In general, conferences represent an opportunity for US government personnel,
including practitioners, regulators, and senior leaders, to interact with the
communities and industries they oversee. Nobody is helped by barriers to these
interactions, such as the furlough. They don't help the government modernize
and they don't help the government craft effective regulation.

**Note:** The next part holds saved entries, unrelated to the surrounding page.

PR #738, opened 2021-09-16
Added CLI for transforming top LEVEL local variables to RANGE

### LINKED ISSUE #732: Don't change unconditionally top level LOCAL variables to ASSIGNED
At the moment top level `LOCAL` variables are turned into `ASSIGNED` using the `LocalToAssignedVisitor` in https://github.com/BlueBrain/nmodl/blob/5598d7cafe81512b22d627eda5f99a89c80ac217/src/main.cpp#L351
This has as a consequence the generated code (`float_variables_size()`) to have different number of float variables than the generated code by `mod2c` (`_psize` variable) and `NEURON nmodl` breaking the functionality of the code.
We should add flag to only do this transformation conditionally.
See related PR also: https://github.com/BlueBrain/nmodl/pull/347

iomaganaris:
- By default the option is disabled so that NMODL and nocmodl/mod2c
  generate code with the same instance variables
  
 Fixes #732

### DIFF
--- a/src/main.cpp
+++ b/src/main.cpp
@@ -223,7 +223,7 @@ int main(int argc, const char* argv[]) {
          "Convert GLOBAL variables to RANGE ({})"_format(nmodl_global_to_range))->ignore_case();
     passes_opt->add_flag("--local-to-range",
          nmodl_local_to_range,
-         "Convert tol level LOCAL variables to RANGE ({})"_format(nmodl_local_to_range))->ignore_case();
+         "Convert top level LOCAL variables to RANGE ({})"_format(nmodl_local_to_range))->ignore_case();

[1]: [https://www.ces.tech/Conference/Speaker-
Directory.aspx](https://www.ces.tech/Conference/Speaker-Directory.aspx)

------
sailfast
Based on some other news articles[1], it appears Ajit Pai was supposed to
speak at CES and is now no longer attending, which seems like a fairly
significant person to drop given how important spectrum and approvals are to
these manufacturers. (feelings about Pai's current policy prerogatives
notwithstanding)

[1] [https://variety.com/2019/digital/news/ces-2019-us-
government...](https://variety.com/2019/digital/news/ces-2019-us-government-
shutdown-fcc-ajit-pai-1203100251/)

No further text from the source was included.